PR #4839, opened 2025-01-24
Align MIN_Z raise for unload & load

### LINKED ISSUE #4838: [BUG] After powering on, Z axis moves up twice during filament change
### Printer model

MK3S/+

### MMU model

No-MMU

### Firmware versions

3.14.1

### Upgrades and modifications

none

### Printing from...

SD Card

### Describe the bug

Minor annoyance: After turning on the printer, the Z axis moves up twice while I'm changing the filament: once when unloading, once when loading. The second one isn't really necessary, and can result in the Z axis topping out if it's already near the top.

Again, not a big deal but hopefully an easy fix. And it only seems to happen after turning the power on. I thought performing an auto-home after startup would be a viable workaround (assumption: firmware doesn't know actual Z height until homed) but it does it in that case too.

### How to reproduce

1. Power on the printer
2. Select "unload filament" (printhead heats up)
3. Press knob to eject filament (printhead moves up and ejects filament)
4. Insert new filament (printhead pulls in filament, then moves up _again_)

### Expected behavior

1. Power on the printer
2. Select "unload filament" (printhead heats up)
3. Press knob to eject filament (printhead moves up and ejects filament)
4. Insert new filament (printhead pulls in filament, with no additional Z movement)

### Files

_No response_

sarusani:
Align values for MIN_Z raise, to prevent movement between unload & load operations.

Fixes #4838

### DIFF
--- a/Firmware/Configuration.h
+++ b/Firmware/Configuration.h
@@ -358,8 +358,8 @@ your extruder heater takes 2 minutes to hit the target on heating.
 
 // Try to maintain a minimum distance from the bed even when Z is
 // unknown when doing the following operations
-#define MIN_Z_FOR_LOAD    50 // lcd filament loading or autoload
-#define MIN_Z_FOR_UNLOAD  20 // lcd filament unloading
+#define MIN_Z_FOR_LOAD    35 // lcd filament loading or autoload (values for load and unload have been unified to prevent movement between unload & load operations!)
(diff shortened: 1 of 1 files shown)


3d-gussner (changes requested):
As `MIN_Z_FOR_SWAP` is also filament related maybe it makes sense also to allign that one as well

3d-gussner (approved):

■ ■ ■ ■ ■

What you are asked to do
Taking the line that contains "(diff shortened: 1 of 1 files shown)" as the first and the last line of the material as the final one, transcribe that span exactly and include nothing else.

Result below
(diff shortened: 1 of 1 files shown)


3d-gussner (changes requested):
As `MIN_Z_FOR_SWAP` is also filament related maybe it makes sense also to allign that one as well

3d-gussner (approved):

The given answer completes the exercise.